A/N: This started as a one-shot. Tell me if you want me to continue it. And someone, give me an idea for Leah's imprint's name! Please!

Leah

It's raining, as is usual in La Push. Leah likes it, though. At her temperature, the cool drops are pleasant. Besides, there's something about the rain-shrouded hills that makes her feel a tiny bit better. It doesn't wipe out her grief: it just turns it from the ugly raging thing it is to a quiet sorrow that's almost beautiful. Almost.

She's shopping for groceries, like she promised Sue. It seems an age since she did anything so normal. Everything just went crazy when Bella returned from her honeymoon. She almost likes Bella now. Well, now that the leech-girl's apologised for hurting Seth. Leah understands: she's wanted to lash out at Seth often enough herself, even if what Bella did was just an accident.

She's about to step up to the counter when some guy pushes past her, heading for the door. She turns to yell at him, and he glances at her out of the corner of his eye.

Everything changes. She isn't who she was a moment ago. The hideous black heartache that snaked its way into every part of her life is gone. In its absence she feels glorious. She feels beautiful again. Not bouncy and friendly, like she was before. Quiet and thoughtful and… lovely, in the way of those grey hills she was admiring a minute ago.

She stares after the guy, but he's gone. The image of him seems to linger in the air, ghostlike. Light brown hair – soft and wavy: oh, how she'd love to run her fingers through it – and fair skin. And liquid grey-gold-green eyes. She wants to follow him, to see his face again, even though it's irrevocably branded into her memory.

Then she realises what must have happened. She, Leah Clearwater, the freaky female werewolf, has imprinted.

With her acceptance comes a feeling of discomfort, an odd straining sensation, as if every fibre, every pore of her is reaching out towards him. She doesn't stop to think about the groceries she leaves on the counter. She sprints out of the shop without so much as a single backwards glance and sniffs the air, trying to catch his scent. She finds it, and sighs softly. Then she follows it blindly, barely looking where she's going. She's never allowed herself to run this fast in human form before, and it feels smooth and graceful and exhilarating. The pull strengthens. She speeds up. She'd phase, but he could be going right to the town centre.

He's not. He's heading straight for the forest. Leah smiles.

Leah's imprint (he doesn't have a name yet)
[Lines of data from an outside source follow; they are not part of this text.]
PR #604, opened 2022-06-04
[14.0][IMP] business_document_import Usability improvement for multiline product imports

bosd:
Be less strict on product matching.
If one line fails to match a product, the whole (invoice) import fails.
This is unwanted in a professional environment when importing files with a lot of lines is very common.

Also it was too strict as it did not support the import of lines without any products.
Example, line notes and section headers.

This PR changes the behavior.
Instead of throwing an user error and stopping the import, an chatter message is displayed that not all products could automatically be matched.
This is in line with how uom imports are being handled.
The user can manually adjust the lines with the feedback he received from the chatter.

### DIFF
--- a/base_business_document_import/tests/test_business_document_import.py
+++ b/base_business_document_import/tests/test_business_document_import.py
@@ -164,12 +164,10 @@ class TestBaseBusinessDocumentImport(TransactionCase):
         )
         self.assertEqual(res, product1)
         raise_test = True
-        try:
-            bdio._match_product(product_dict, [], seller=False)
-            raise_test = False
-        except Exception:
-            pass
         self.assertTrue(raise_test)
+        chatter = []
+        bdio._match_product(product_dict, chatter_msg=chatter, seller=False)
+        self.assertGreaterEqual(len(chatter), 1)
 
     def test_match_uom(self):
         bdio = self.env["business.document.import"]
--- a/base_business_document_import/models/business_document_import.py
+++ b/base_business_document_import/models/business_document_import.py
@@ -600,9 +600,7 @@ class BusinessDocumentImport(models.AbstractModel):
                 and len(sinfo.product_tmpl_id.product_variant_ids) == 1
             ):
                 return sinfo.product_tmpl_id.product_variant_ids[0]
-        raise self.user_error_wrap(
-            "_match_product",
-            product_dict,
+        chatter_msg.append(
             _(
                 "Odoo couldn't find any product corresponding to the "
                 "following information extracted from the business document:\n"
@@ -616,6 +614,7 @@ class BusinessDocumentImport(models.AbstractModel):
                 seller and seller.name or "",
             ),
         )
+        return None
 
     @api.model
     def _match_product_search(self, product_dict):


bosd:
@i-vyshnevska can you please review?

bosd:
@simahawk Can you re-trigger tests? 🙏

simahawk:
tests are broken

This one I'll check myself: 

https://github.com/OCA/edi/runs/6740399998?check_suite_focus=true#step:8:235


this is probably yours https://github.com/OCA/edi/runs/6740399998?check_suite_focus=true#step:8:1348

simahawk:
you have to rebase. The 1st issue is fixed already here https://github.com/OCA/edi/commit/abaccd983dc9dff71f1c2ae6f49ade2522e8b159

bosd:
Rebased. tests are green now :)

base_business_document_import/tests/test_business_document_import.py
```diff
@@ -164,11 +164,6 @@ def test_match_product(self):
         )
         self.assertEqual(res, product1)
         raise_test = True
-        try:
```
simahawk, line 167: This change makes little sense to me. You are not testing anything anymore.
Moreover, for testing exceptions we should use `assertRaises` and not catch them.

You should test that you have the right msg instead.

simahawk (changes requested):
I'm not sure that changing the behavior for all cases by default is safe in this version.
You should probably do this w/ a ctx key or explicit param.

Additionally, please keep commits short w/ 1 line summary and extended description. Eg:

```
base_business_document_import: improve match_product

Make product match fault tolerant in case of missing match.

If one line fails to match a product, the whole (invoice) import fails.
This is unwanted in a professional environment when importing files with a lot of lines is very common.

Also it was too strict as it did not support the import of lines without any products.
Example, line notes and section headers.

This PR changes the behavior.
Instead of throwing an user error and stopping the import, an chatter message is displayed that not all products could automatically be matched.
This is in line with how uom imports are being handled.
The user can manually adjust the lines with the feedback he received from the chatter.
```

base_business_document_import/tests/test_business_document_import.py
bosd: Thanks for your help, writing test is still a bit complicated for me :)
Let's hope this will do the trick.

bosd: @simahawk Can you re-review?

bosd:
@simahawk  Can you re-review?
- [X]  tests are updated
- [X] commit message changed

Tests are failling, but does not seem to be mine..

simahawk:
@bosd sorry but my comment https://github.com/OCA/edi/pull/604#pullrequestreview-1064735946 has not been addressed. 
Nor for the conditional change, nor for the commit msg (which I proposed above in the right form).

bosd:
> Nor for the conditional change, nor for the commit msg (which I proposed above in the right form).

@simahawk  Sorry, had a different interpretation of your comment for the commit message.
I changed it into
''Make product match fault tolerant in case of missing match''

>I'm not sure that changing the behavior for all cases by default is safe in this version.
You should probably do this w/ a ctx key or explicit param.

Sorry, I don't understand what would be unsafe in this current form. Or what you mean with a ctx key or explicit param.
I don't see the danger.
Don't get me wrong, I am willing to implement it the way you like. But I do need some more explanation/guidance to do so.

bosd:
Switched to a linux system. Now was able to edit the commit message.
@simahawk Is it oke now?

bofiltd (approved):
Looks Good To me! I prefer to have it more user friendly. Only chatter message on matching error is ok.

bosd:
> Nor for the conditional change

@simahawk Can you elaborate / make a code suggestion how to achieve this?

rvalyi:
@bosd as for not failing completely when one invoice line importation fails, you could consider depending (or in an extension) on https://github.com/OCA/account-invoicing/blob/14.0/account_move_exception which is pretty much designed for this kind of automation use case.

bosd:
@rvalyi Thanks for pointing to that module. However, I don't see how that could be tied in into the `business_document_import`.
It looks more like a module which is there tho handle after the fact (exception) has occured.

He saw the chocolate chip cookies and his breath hitched. They reminded him of… her. They were her favourite. He didn't want to be reminded of her. The grocery store abruptly seemed too stuffy. He rushed out, needing to be in the forest, in the fresh rain-wet air.
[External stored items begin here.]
PR #606, opened 2022-06-05
[14.0][FIX] sale_order_import_ubl: super().parse_xml_order() with all arguments

ghost:
`parse_xml_order(xml_root)` needs the argument `detect_doc_type` to avoid errors.

### DIFF
--- a/sale_order_import_ubl/wizard/sale_order_import.py
+++ b/sale_order_import_ubl/wizard/sale_order_import.py
@@ -26,7 +26,9 @@ class SaleOrderImport(models.TransientModel):
             else:
                 return self.parse_ubl_sale_order(xml_root)
         else:
-            return super(SaleOrderImport, self).parse_xml_order(xml_root)
+            return super(SaleOrderImport, self).parse_xml_order(
+                xml_root, detect_doc_type
+            )
 
     @api.model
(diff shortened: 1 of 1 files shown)


ghost:
@alexis-via Here is a bugfix that you might want to merge.

I am not using this module in production, but I used it as a template for a new account statement import module.

sale_order_import_ubl/wizard/sale_order_import.py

Now he's walking aimlessly through the forest. He likes this place. It helps him forget. She always hated the rain, and the greenness of La Push annoyed her. This forest is her antithesis. It's perfect for cleansing his mind of her. Besides, it's beautiful in its own right.

He can hear something, something faintly like footsteps, but he dismisses it as his imagination.

No, there's another noise. A whisper of sound, like leaves brushing against skin. He turns quickly towards the tree it came from. There's nothing there. He thinks he must be going crazy. For a moment he thought he saw a person in the tree.

There's the sound again. He whirls around. Yet again there's no-one there. But he could have sworn he saw the same person in that tree.

Once more he hears the sound. He twists around to see, despite knowing it's hopeless. He was right: there is no one there. But just below, hidden behind the tall ferns, he can see a pair of eyes, luminous and lovely.

He walks towards the ferns, very slowly. The brown eyes stay where they are.

He reaches out, pushes the ferns aside. His breath catches in his throat.

Standing there, looking at him intently, is the owner of the brown eyes. She is tall, with smooth reddish skin and wavy black shoulder-length hair. Her eyes seem to dare him to speak. She is beautiful, but it is a fierce beauty, like… like the way warriors in the olden days found beauty in a well-balanced sword.

"What are you doing here?" he asks, wondering why he is abruptly so nervous.

She smiles, very slightly, and her face is breathtaking. "I might ask you the same question," she says. Her voice is low and clear and gentle. It is a beautiful sound, as if every word she utters is poetry.

"What's your name?" he blurts out. He doesn't understand why he feels he has to know more about her.

The smile remains. "Leah."

A wolf's howl suddenly rings out through the forest. The smile is gone from her face. She turns and is about to walk away, when she looks back at him. Her eyes are full of uncertainty. She reaches up with one hand, and her fingertips brush his cheek for a second. It is a tender gesture, lover-like. Then she disappears into the forest.